* **TASK GOAL**: Hunt for the word "react" across the entries below, copying each line that holds it.

* **MATERIAL FOR THIS EXERCISE**:
Issue #6522, opened 2024-01-31
Convert community stakes feature flag to unleash feature flag


kurtisassad:
## Description
As a POC for unleash, we will feature flag the community stakes flow.

## Engineering Requirements
remove the featureFlags.communityStake and add the replacement for unleash.

PR #6523, opened 2024-01-31
Migrating feature flagging for communityStakes to Unleash

kurtisassad:
## Link to Issue
Closes: #6522

## Description of Changes
- Removes the in memory feature flag for communityStakes
- Adds the unleash feature flag for communityStakes

## Test Plan
With the required API key in environment variables, run through the community stakes flow
- Create a new ethereum community, Make sure chain is set to goerli, after creating see the "Do you want to enable community Stake?" screen

### DIFF
--- a/packages/commonwealth/client/scripts/views/pages/CommunityManagement/CommunityProfile/CommunityProfileForm/CommunityProfileForm.tsx
+++ b/packages/commonwealth/client/scripts/views/pages/CommunityManagement/CommunityProfile/CommunityProfileForm/CommunityProfileForm.tsx
@@ -1,6 +1,6 @@
 import { DefaultPage } from '@hicommonwealth/core';
+import { useFlag } from '@unleash/proxy-client-react';
 import { notifyError, notifySuccess } from 'controllers/app/notifications';
-import { featureFlags } from 'helpers/feature-flags';
 import getLinkType from 'helpers/linkType';
 import React, { useState } from 'react';
 import { slugifyPreserveDashes } from 'shared/utils';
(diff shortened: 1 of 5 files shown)


packages/commonwealth/client/scripts/views/pages/CreateCommunity/CreateCommunity.tsx
```diff
@@ -14,6 +15,7 @@ import { CreateCommunityStep, getFormSteps } from './utils';
 import './CreateCommunity.scss';
 
 const CreateCommunity = () => {
+  const communityStakeEnabled = useFlag('flag.communityStake');
```
masvelio, line 18: is this typed somehow? if not, we should build some object/enum that will hold those values so we won't use strings all over the places

packages/commonwealth/client/scripts/views/pages/CommunityManagement/CommunityProfile/CommunityProfileForm/CommunityProfileForm.tsx
```diff
@@ -32,6 +32,7 @@ import {
 } from './validation';
 
 const CommunityProfileForm = () => {
+  const communityStakeEnabled = useFlag('flag.communityStake');
```
masvelio, line 35: what if I want to use feature flag outside the react component eg in a function, where hooks do not work?

CowMuon:
If it's an API key, hopefully that's not in `.env` - all credentials (secrets, keys) should be in the separate `.auth` file.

* **EXERCISE ANSWER**:
+import { useFlag } from '@unleash/proxy-client-react';
 import React, { useState } from 'react';
masvelio, line 35: what if I want to use feature flag outside the react component eg in a function, where hooks do not work?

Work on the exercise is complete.